After the election of Jair Bolsonaro as President of Brazil in October 2018, the newly promoted Ambassador Araújo was chosen to be the Foreign Minister in the new Administration. The choice was considered unusual. Araújo was not an influential member of Itamaraty, being described by The Economist as "hitherto-obscure diplomat", and got the job after a suggestion by Olavo de Carvalho. An anonymous group of Brazilian diplomats published a manifesto lamenting his appointment and claiming Araújo is "manifestly unprepared" and holds "ridiculous" and "absurd" opinions. Others, also speaking anonymously, described him as an "extremely scholarly man", with profound knowledge of ancient history.

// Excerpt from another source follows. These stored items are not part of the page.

Issue #1944, opened 2026-04-27
Add Static Analysis With Mypy


avrohomgottlieb:
### Context

With PR https://github.com/AlexsLemonade/scpca-portal/pull/1924, type hints have officially been added to functions throughout the codebase.

### Problem or idea

We'd like to experiment with the static analyzer `mypy`. This Issue should focus on configuring and testing mypy, and deciding on whether or not we'd like to add it to our project. We should also look into where it would be used in the workflow, how it would be added to pre-commit and GitHub actions.

### Solution or next step
- Install and configure mypy
- Run mypy and analyze results
- Investigate and configure integration into pre-commit and GitHub actions

PR #1967, opened 2026-05-19
Fix Exception and Management Command Mypy Errors

avrohomgottlieb:
## Issue Number

https://github.com/AlexsLemonade/scpca-portal/issues/1944

This begin Mypy introduction to the codebase with static analysis code fixes to the `exceptions/` and `management/commands/` dirs

## Types of changes

## Functional tests

N/A

## Checklist

## Screenshots

N/A

### DIFF
--- a/api/scpca_portal/exceptions/dataset_data_validation_error.py
+++ b/api/scpca_portal/exceptions/dataset_data_validation_error.py
@@ -1,6 +1,6 @@
 from typing import Iterable
 
-from scpca_portal.enums import Modalities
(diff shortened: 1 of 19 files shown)


davidsmejia (approved):
LGTM

This opens the following questions:
- Do we want to parse arguments that we don't use, I think that *args and *kwargs if there are no consumers, it might make sense to remove them.
- Do we need a policy or direction for when is it ok to use `Any`. This seems like it would negate the benefit of using mypy, for args and kwargs it makes sense but we should try to define the rule for internal purposes.

nozomione (approved):
LGTM 👍

PR #2017, opened 2026-06-26
fix certbot and nginx archival and extraction

davidsmejia:
## Issue Number

N/A

On staging deploy ran into an issue where nginx wasnt loading the correct file. This was because of a double nested /etc/etc/letsencrypt|nginx folders. This PR resolves that as well as changes all tabs to double spaces.

Note: This change will require updating the archived folders in nginx before deploys. Going to do that while this gets reviewed.

This pull request refines the process for backing up and restoring SSL certificate files and the Nginx configuration for the API server. The changes ensure that the archive structure is consistent and that certificate renewals work smoothly after restoration. The main improvements are in how the archive is created and restored, and in the handling of file overwrites.

**Improvements to certificate backup and restore process:**

* The `certbot_s3_sync.sh` script now creates the `letsencrypt.zip` archive with paths relative to `/etc` and uses the `-y` flag to preserve symlinks, which is important for certbot's renewal process. The archive is created in `/home/ubuntu` and then uploaded to S3.
* When restoring the archive, the `unzip` command now uses the `-o` flag to overwrite existing files without prompting, ensuring the restored `nginx.conf` replaces the old one cleanly.

**Minor cleanup:**

* Removed an unnecessary blank line after running the certbot sync script in the user data template.

## Types of changes

## Functional tests

N/A

## Checklist

## Screenshots

N/A

### DIFF
--- a/infrastructure/api-configuration/api-server-instance-user-data.tpl.sh
+++ b/infrastructure/api-configuration/api-server-instance-user-data.tpl.sh
@@ -40,27 +40,27 @@ apt install docker-ce docker-ce-cli -y
 sudo usermod -a -G docker ubuntu && newgrp docker
 
 if [[ ${stage} == "staging" || ${stage} == "prod" ]]; then
-  # Create and install SSL Certificate for the API.
-  # Only necessary on staging and prod.
-  # We cannot use ACM for this because *.bio is not a Top Level Domain that Route53 supports.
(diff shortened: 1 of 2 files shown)


nozomione (approved):
👍

avrohomgottlieb (approved):

PR #2020, opened 2026-07-06
Implement Loadable Resource Abstract Base Class

### LINKED ISSUE #2005: Create Loadable Resource Abstract Base Class
### Context

As outlined in the [RFC: In-Place Model Updates for Project, Sample, and Library](https://data-lab-knowledge.slab.com/posts/rfc-in-place-model-updates-for-project-sample-and-library-f4851pxy), we're going to be adding in-place model updating for the project, sample and library models. 
 
### Problem or idea

This ticket will focus on adding an abstract base class called `LoadableResourceABC`, which will implement state, hash, and loaded_at attrs, with get_hash and update_state property methods.

### Solution or next step
- Add `LoadableResourceABC` abstract base class implement methods
- Add migration

avrohomgottlieb:
## Issue Number

Closes https://github.com/AlexsLemonade/scpca-portal/issues/2005.

This PR adds the initial version of the LoadableResourceABC.

## Types of changes

## Functional tests

N/A

## Checklist

## Screenshots

N/A

### DIFF
--- a/api/scpca_portal/models/loadable_resource_abc.py
+++ b/api/scpca_portal/models/loadable_resource_abc.py
@@ -1,0 +1,14 @@
+from django.db import models
+
+from scpca_portal.config.logging import get_and_configure_logger
+
+logger = get_and_configure_logger(__name__)
+
+
+class LoadableResourceABC(models.Model):
+    class Meta:
+        abstract = True
+
+    state = models.TextField()
+    hash = models.CharField(max_length=32, null=True)
+    loaded_at = models.DateTimeField(null=True)
--- a/api/scpca_portal/models/loadable_resource_abc.py
+++ b/api/scpca_portal/models/loadable_resource_abc.py
@@ -26,16 +26,18 @@ class LoadableResourceABC(TimestampedModel, models.Model):
 
     def update_loadable_state(self, new_state: LoadableResourceStates) -> None:
         """Updates the state and synchronization tracking fields for a single loadable resource."""
-        update_fields = ["state"]
         self.state = new_state
+        self.updated_at = make_aware(datetime.now())
+        # this is necessary so updated_at is not overwritten by auto_new during save op,
+        # allowing for us to set loaded_at after updated_at (if need be)
+        fields_to_update = ["state", "updated_at"]
+
         if new_state == LoadableResourceStates.SYNCED:
             self.hash = self.current_hash
-            self.updated_at = make_aware(datetime.now())
             # loaded_at needs to be set after updated_at to ensure aggregations are re-computed
             self.loaded_at = self.updated_at + timedelta(microseconds=1)
-            # this is necessary so updated_at is not overwritten by auto_new during save op
-            update_fields.extend(["hash", "updated_at", "loaded_at"])
-        self.save(update_fields=update_fields)
+            fields_to_update.extend(["hash", "loaded_at"])
+        self.save(update_fields=fields_to_update)
 
     @classmethod
     def bulk_update_loadable_state(
--- a/api/scpca_portal/models/loadable_resource_abc.py
+++ b/api/scpca_portal/models/loadable_resource_abc.py
@@ -49,14 +49,17 @@ class LoadableResourceABC(TimestampedModel, models.Model):
             # This is an optimized approach to grabbing all hash values
             # in order for the row updating to stay at the DB level
             hash_cases = [
-                models.When(
-                    pk=loadable_resource.pk, then=models.Value(loadable_resource.current_hash)
-                )
-                for loadable_resource in loadable_resources
+                models.When(pk=lr.pk, then=models.Value(lr.current_hash))
+                for lr in loadable_resources
             ]
 
+            loadable_resources_pks = [lr.pk for lr in loadable_resources]
             now_timestamp = make_aware(datetime.now())
-            loadable_resources.update(
+            # filter explicitly by primary keys rather than updating the original queryset directly.
+            # this prevents a race condition where a phantom row matching the original filters
+            # is added to the db after hash_cases evaluates, which would cause an invalid state
+            # inside the SQL CASE statement during the update.
+            cls.objects.filter(pk__in=loadable_resources_pks).update(
                 hash=models.Case(*hash_cases, output_field=cls._meta.get_field("hash")),
                 state=new_state,
                 updated_at=now_timestamp,
--- a/api/scpca_portal/models/loadable_resource_abc.py
+++ b/api/scpca_portal/models/loadable_resource_abc.py
@@ -1,10 +1,9 @@
 from abc import abstractmethod
-from typing import List
+from datetime import datetime, timedelta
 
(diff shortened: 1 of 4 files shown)


davidsmejia (commented):
This looks good to me. Couple of questions:

- Why not `@abstractmethod` for update, bulk_update? Shouldn't we enforce their implementation as well as part of the Loadable contract?
- Shouldnt we enforce ABCModelMeta?

avrohomgottlieb:
> * Why not `@abstractmethod` for update, bulk_update? Shouldn't we enforce their implementation as well as part of the Loadable contract?

Absolutely. I think I was still thinking through how I wanted to implement these methods. I just pushed up some new commits, thinking about it a little more critically I don't see a need to differentiate between updating state from updating the other attrs, so I removed the update/bulk_update functions and cleaned everything up. I think it reads nicer now. 

> * Shouldnt we enforce ABCModelMeta?

In the past what we've done is to assign it as an abstract model (`abstract = True` in `Meta` nested class) instead of as an abstract base class (`ABCModelMeta`) to allow it to play better with its inherited models.

api/scpca_portal/models/loadable_resource_abc.py
```diff
@@ -0,0 +1,85 @@
...
+    def update_loadable_state(self, new_state: LoadableResourceStates) -> None:
+        """Updates the state and synchronization tracking fields for a single loadable resource."""
+        if new_state == LoadableResourceStates.SYNCED:
+            # Executes SQL Update directly on DB, ensuring that loaded_at is set after updated_at,
+            # which is important for determining whether aggregations need to be re-computed
+            type(self).objects.filter(pk=self.pk).update(
+                hash=self.current_hash,
+                state=new_state,
+                updated_at=make_aware(datetime.now()),
+                loaded_at=F("updated_at") + timedelta(microseconds=1),
```
davidsmejia: Why not just have this as a variable then add the delta? I think `F("updated_at")` would refer to the value pre-update no?

api/scpca_portal/models/loadable_resource_abc.py
```diff
@@ -0,0 +1,85 @@
...
+            self.refresh_from_db(fields=["hash", "state", "updated_at", "loaded_at"])
+        else:
+            self.state = new_state
+            self.save()
+
+    @classmethod
+    def bulk_update_loadable_state(
+        cls, loadable_resources: QuerySet[Self], new_state: LoadableResourceStates
+    ) -> None:
+        """Performs a highly optimized batch update on a QuerySet of loadable resources."""
```
davidsmejia, line 52:
```suggestion
        """Performs a batch update on a QuerySet of loadable resources."""
```

This still does N+1 queries so maybe just calling it a batch update is more appropriate.

api/scpca_portal/models/loadable_resource_abc.py
```diff
@@ -0,0 +1,85 @@
...
+                    pk=loadable_resource.pk, then=models.Value(loadable_resource.current_hash)
+                )
+                for loadable_resource in loadable_resources
+            ]
+
+            loadable_resources.update(
+                hash=models.Case(*hash_cases, output_field=cls._meta.get_field("hash")),
+                state=new_state,
+                updated_at=make_aware(datetime.now()),
+                loaded_at=F("updated_at") + timedelta(microseconds=1),
```
davidsmejia: Same as above

api/scpca_portal/models/loadable_resource_abc.py
```diff
@@ -0,0 +1,85 @@
...
+            )
+            # This ensures that the object's fields have their updated values for downstream use
+            self.refresh_from_db(fields=["hash", "state", "updated_at", "loaded_at"])
+        else:
+            self.state = new_state
+            self.save()
+
+    @classmethod
+    def bulk_update_loadable_state(
```
davidsmejia: I think we should re-evaluate the no-return here. Modifying in place and assuming downstream will work off of the same queryselector means that if we modify something that was used to filter that qs then it would not be part of the new result set. I think since we already have a cached version of the initial results we can just return the modified objects.

avrohomgottlieb: This makes sense.

api/scpca_portal/models/loadable_resource_abc.py
avrohomgottlieb: This was a good catch. I updated it.

api/scpca_portal/models/loadable_resource_abc.py
avrohomgottlieb: I removed the N+1 queries under the previous `update`/`refresh_from_db` paradigm and just folded everything into one `bulk_update` action. 

As an FYI - there's a different N+1 query situation where we're hitting the OF table every time we update the hash (every time we call `current_hash` which invokes the `original_files` property). I looked into it, and there is a `prefetch_related` construct in Django which will allow us to grab all OFs in a bulk set at once. This construct is dependent on real relations though, not what we currently have, so when we transition from the OF project/sample/library id relations to real foreign key relations, we'll be able to utilize this.

api/scpca_portal/models/loadable_resource_abc.py
davidsmejia, line 1: This looks pretty good to me. A couple things I just want to comment on but don't necessarily needs to be addressed in this PR, though it would be good to make sure we acknowledge them now.

- Should we namespace the attributes / methods since they currently have a generic names ex `hash`? 
- Should we restructure the other base classes to be in a base folder each getting their own file and then put this new base class in there?
- Since this base class has a direct dependency on the Timestamped Model does it make more sense to break this up so we have just the attributes inherited and the methods inherited separately?

davidsmejia (approved):
Approved as is but I just wanted to raise some concerns that we should think through before finally committing to this approach.

api/scpca_portal/models/loadable_resource_abc.py
```diff
@@ -0,0 +1,75 @@
...
+
+    @property
+    @abstractmethod
+    def original_files(self) -> QuerySet[OriginalFile]:
+        pass
+
+    @property
+    def current_loaded_hash(self) -> str:
+        original_file_hashes = self.original_files.values_list("hash", flat=True)
+        return utils.hash_values(original_file_hashes)
```
nozomione, line 75: **Suggestion:**  `utils.hash_values` currently expects `List[str]`, but we also pass a `QuerySet`. Would it be good to change the type hint to `Iterable[str]` to support both a list and a flat values_list queryset?

nozomione (approved):
I left a small suggestion. Otherwise, it looks great! LGTM 👍

api/scpca_portal/models/loadable_resource_abc.py
avrohomgottlieb: This is a good suggestion. I'm going to address it in the stacked PR https://github.com/AlexsLemonade/scpca-portal/pull/2044.

PR #406, opened 2025-02-03
fix(friendshipper): make sure hour converts to locale string in playt…

rudoi:
…est modal

### DIFF
--- a/friendshipper/src/lib/components/playtests/PlaytestModal.svelte
+++ b/friendshipper/src/lib/components/playtests/PlaytestModal.svelte
@@ -206,9 +206,9 @@
 
 	const getPlaytestTime = (item: Nullable<Playtest>): string => {
 		const date = item != null ? new Date(item.spec.startTime) : new Date();
-		return `${date.getHours()}:${date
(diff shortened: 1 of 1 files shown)


friendshipper/src/lib/components/playtests/PlaytestModal.svelte
```diff
@@ -206,9 +206,9 @@
 
 	const getPlaytestTime = (item: Nullable<Playtest>): string => {
 		const date = item != null ? new Date(item.spec.startTime) : new Date();
-		return `${date.getHours()}:${date
-			.getMinutes()
-			.toLocaleString('en-US', { minimumIntegerDigits: 2 })}:00`;
+		const hours = date.getHours().toLocaleString('en-US', { minimumIntegerDigits: 2 });
```
rudoi, line 209: i believe the bug here was that the timer selection is always expecting 2 digits for hours and we weren't providing that, meaning this would always be broken from 00-09 oclock haha.

rdunnington (approved):

PR #412, opened 2025-02-07
chore(friendshipper): drop unreal requests while it's in a slow task

rdunnington:
* Because Unreal can go into a blocking "slow task mode" on its' main thread and not ever respond to requests we issue, expose a new handler that Unreal can ping to say when it's going into/out of a slow task. When Unreal is in a slow task, we drop all existing requests to Unreal and don't allow new ones.

### DIFF
--- a/friendshipper/src-tauri/src/engine/unreal/ofpa.rs
+++ b/friendshipper/src-tauri/src/engine/unreal/ofpa.rs
@@ -185,6 +185,8 @@ impl OFPANameCache {
                     filenames: paths_to_request.clone(),
                 };
 
+                // See UnrealEngineProvider::send_status_update() implementation for an explanation of this approach to
+                // manually polling requests sent to Unreal.
                 let client = reqwest::Client::new();
                 let res_or_err_future = client
                     .post("http://localhost:8091/friendshipper-ue/ofpa/friendlynames".to_string())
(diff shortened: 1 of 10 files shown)


friendshipper/src-tauri/src/engine/unreal/provider.rs
```diff
@@ -79,13 +82,30 @@ impl EngineProvider for UnrealEngineProvider {
...
             let client = reqwest::Client::new();
-            _ = client
+            let future = client
                 .post("http://localhost:8091/friendshipper-ue/status/update".to_string())
                 .json(status)
-                .send()
-                .await;
+                .send();
+
+            tokio::pin!(future);
```
rdunnington, line 96: Extremely helpful forum post: https://users.rust-lang.org/t/how-to-check-if-a-future-is-immediately-ready/86401

friendshipper/src-tauri/src/engine/unreal/ofpa.rs
```diff
@@ -175,47 +176,95 @@ impl OFPANameCache {
...
-                    } else {
-                        match res.json::<OFPAFriendlyNamesResponse>().await {
-                            Ok(data) => {
-                                let mut cache = provider.ofpa_cache.write();
-                                for item in data.names {
-                                    if item.error.is_empty() {
-                                        cache.add_name(&item.file_path, &item.asset_name, now);
+                    .send();
+
+                let res_or_err = 'block: {
```
rudoi, line 194: I think this could use some fat comments, wdyt?

friendshipper/src-tauri/src/engine/unreal/provider.rs
rudoi: I'd even consider linking this in a comment directly

rudoi (approved):
yay futures magic

rudoi (approved):

PR #415, opened 2025-02-08
chore(core): fix linux dependency break

rdunnington:
* graphql_client seems to not lock their dependency on zbus, which recently had a breaking change in the new 5.5.0 version. This change ensures we lock to versions less than 5.5.0 to avoid a build break on linux.

### DIFF
--- a/Cargo.lock
+++ b/Cargo.lock
@@ -2167,6 +2167,7 @@ dependencies = [
  "walkdir",
  "which",
  "windows 0.56.0",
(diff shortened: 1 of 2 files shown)


rudoi (approved):
god's work

rdunnington:
Turns out we can't really resolve this on our end because tauri pins to a version of `rust-notify` that has this break. I opened a PR here to potentially resolve the issue. https://github.com/hoodie/notify-rust/pull/238

PR #424, opened 2025-02-13
feat(friendshipper): add ability to add new projects to friendshipper through preferences

sylviacx:


friendshipper/src/lib/components/preferences/PreferencesModal.svelte
```diff
@@ -92,13 +93,56 @@
...
+		configuringNewRepo = true;
+		localAppConfig.projects['new-project'] = {
+			repoPath: '',
+			repoUrl: ''
+		};
+		localAppConfig.selectedArtifactProject = 'new-project';
+	};
+
+	const onRepoUrlInput = (e: Event) => {
+		const input = (e.target as HTMLInputElement).value;
```
sylviacx, line 106: @rudoi I removed your early return if we are not configuring a new repo because that prevented the artifact name from updating with the repo url

rudoi: sounds good! 

Sent from my iPhone.

friendshipper/src-tauri/src/config/router.rs
```diff
@@ -108,12 +108,6 @@ where
         .into());
     }
 
-    if current_config.selected_artifact_project.is_some() {
-        payload
-            .selected_artifact_project
-            .clone_from(&current_config.selected_artifact_project)
-    }
-
```
sylviacx, line 116: Needed to remove this because this prevented the new selected artifact project from being written to the app config

rudoi (approved):

friendshipper/src-tauri/src/config/router.rs
```diff
@@ -215,11 +210,14 @@ where
 
             payload.repo_path = full_repo_path.to_str().unwrap().to_string();
 
-            // call the DLL download handler
-            let _ = download_dlls_handler(State(state.clone())).await?;
+            // TODO(sylviacx): guard this because we don't have a way to test cloning a new project AND setting up dlls and engine stuff
```
sylviacx, line 213: We can remove this guard whenever we get a new project that we can actually test dll and engine stuff with, but for now while we test with normal git repos, we will always error out on these calls

friendshipper/src/lib/components/preferences/PreferencesModal.svelte
```diff
@@ -126,14 +169,21 @@
...
+		localAppConfig.repoUrl =
+			localAppConfig.projects[localAppConfig.selectedArtifactProject].repoUrl;
+
 		const internal = async () => {
 			try {
 				const accessToken = $oktaAuth?.getAccessToken();
 				if (accessToken) {
-					await updateAppConfig(localAppConfig, accessToken);
+					progressModalTitle = 'Saving preferences...';
+					await updateAppConfig(localAppConfig, accessToken, true);
```
sylviacx, line 183: updateAppConfig has logic where if a git repo is not set at the repoPath, it will try and clone it so we don't need any extra logic outside of that (for now)

friendshipper/src-tauri/src/config/router.rs
rudoi: it sounds like there's some work here to make the repos work "without DLLs"

rudoi (approved):

PR #426, opened 2025-02-20
chore(core): upgrade tauri apps to v2

rudoi:


cynful (approved):
🎉

core/Cargo.toml
```diff
@@ -29,7 +29,7 @@ serde_json = { workspace = true }
 serde_with = { workspace = true }
 serde_yaml = { workspace = true }
 sysinfo = { workspace = true }
-tauri = { workspace = true }
+tauri = { version = "2.2.5" }
```
chris-believer, line 32: This is the only tauri that's pinned to `2.2.5`, it looks like the others are both `2`. The root `Cargo.toml` still has 1.5 listed, but I don't think that matters anymore. Worth pulling back into the workspace as a followup?

chris-believer (approved):

core/Cargo.toml
rudoi: yeah i'll clean that up 🖖🏻

PR #430, opened 2025-02-21
fix(core): use correct updater API

rudoi:


core/src/tauri/command.rs
```diff
@@ -66,21 +63,7 @@ pub async fn restart(state: tauri::State<'_, State>) -> Result<(), TauriError> {
...
-                tokio::time::sleep(tokio::time::Duration::from_secs(1)).await;
-
-                std::process::exit(0);
-            }
-            Err(e) => error!("Error restarting: {}", e),
-        }
-    }
-
-    Ok(())
+    tauri::process::restart(&Env::default());
```
rudoi, line 66: switching over to our own restart function lets us give the backend a few seconds to shut down

PR #435, opened 2025-02-21
feat(friendshipper): add ability to cancel client sync

rudoi:


friendshipper/src-tauri/src/builds/router.rs
```diff
@@ -228,19 +230,49 @@ where
...
         Ok(_) => {
-            state.longtail.get_archive(
-                &local_path,
-                None,
-                &archive_urls,
-                tx,
-                aws_client.get_credentials().await,
-            )?;
+            let (cancel_tx, mut cancel_rx) = oneshot::channel();
+            state.cancel_tx.write().await.replace(cancel_tx);
```
rdunnington, line 237: I don't really understand the purpose of this line, could use a comment

rdunnington: ah I think I see, basically this is storing the cancel channel into the app state

rdunnington (dismissed):

rdunnington (approved):

PR #440, opened 2025-02-24
feat(friendshipper): allow opening files in editor

rudoi:


rdunnington (commented):
using that sweet tauri 2.0 custom context menu feature

PR #451, opened 2025-03-05
feat(friendshipper): quick submit directly pushes to content-main whe…

sylviacx:
…n submitting on it


friendshipper/src-tauri/src/repo/operations/push.rs
```diff
@@ -0,0 +1,183 @@
+use crate::engine::EngineProvider;
```
sylviacx, line 1: This push handler is mostly copied over from the birdie push handler

PR #464, opened 2025-03-19
chore(friendshipper): use shared client cache directory

rudoi:


chris-believer (approved):

friendshipper/src/lib/components/preferences/PreferencesModal.svelte
```diff
@@ -421,18 +424,30 @@
...
+					/>
+				</div>
 			</div>
 			<Tooltip class="text-sm items-center" placement="bottom">
 				Group downloaded builds by playtest. This will allow you to keep multiple playtests synced
 				at once. However, your initial sync of each playtest <span class="font-bold"
 					>will take longer</span
-				>. This option also uses significantly more disk space.
+				>. This option also uses significantly more disk space. The max cache size controls when
+				older cached files will be deleted.
```
chris-believer, line 450: Worth calling out that old clients will never be deleted automatically, and will need to be cleaned up manually?

chris-believer (dismissed):

chris-believer (approved):

PR #466, opened 2025-03-20
perf(friendshipper): File History performance

blvr-kbrooks:
- File History now gets all previous revision history async instead of serially


rudoi (approved):
thanks!

rudoi (approved):

PR #468, opened 2025-03-28
feat(friendshipper): add target branches list to repo config, submit …

sylviacx:
…fn determined by branch config


friendshipper/src-tauri/src/repo/operations/gh/auto_merge_submit.rs
```diff
@@ -381,12 +376,12 @@ where
...
             let gh_op = GitHubSubmitOp {
                 head_branch: worktree_branch.clone(),
-                base_branch: base_branch.to_string(),
+                base_branch: target_branch.to_string(),
                 token: self.token.clone(),
                 commit_message: self.commit_message.clone(),
                 repo_status: self.repo_status.clone(),
                 client: self.github_client.clone(),
-                enable_auto_merge: false,
+                enable_auto_merge: true,
```
sylviacx, line 384: was false before because we inverted the fns for testing purposes, this should be true because we want to auto merge

friendshipper/src-tauri/src/repo/operations/gh/submit.rs
```diff
@@ -606,12 +600,12 @@ where
...
                     let gh_op = GitHubSubmitOp {
                         head_branch: worktree_branch.clone(),
-                        base_branch: base_branch.clone(),
+                        base_branch: target_branch.clone(),
                         token: self.token.clone(),
                         commit_message: self.commit_message.clone(),
                         repo_status: self.repo_status.clone(),
                         client: self.github_client.clone(),
-                        enable_auto_merge: true,
+                        enable_auto_merge: false,
```
sylviacx, line 608: was true before because we inverted the fns for testing purposes, this should be false because this is the original quick submit fn and we want to use merge queue

rudoi (approved):
looks great, thanks for doing this!

PR #386, opened 2021-12-16
Reduce log level of Docker Compose and add container name declarations for each container

sethforprivacy:


sethforprivacy:
Also pushed a commit to add container_name declarations for each container, making them easier to manipulate with `docker` if not in the same directory as `docker-compose.yml`/

h4sh3d (approved):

Araújo assumed office as foreign minister on 1 January 2019. On 8 January 2019, he asked diplomats to inform the UN that Brazil had withdrawn from the Global Compact for Migration. Araújo resigned from office on 29 March 2021, after pressure from Brazilian senators due to his behaviour with foreign partners, specifically China.

==Positions==
During the PT administrations, Araújo publicly supported the core elements of Lula da Silva's and Dilma Rousseff's foreign policy. In 2008, for instance, he criticized those who called their progressive agenda "ideological" and defended the right of Hugo Chávez's Venezuela to be a member of Mercosur.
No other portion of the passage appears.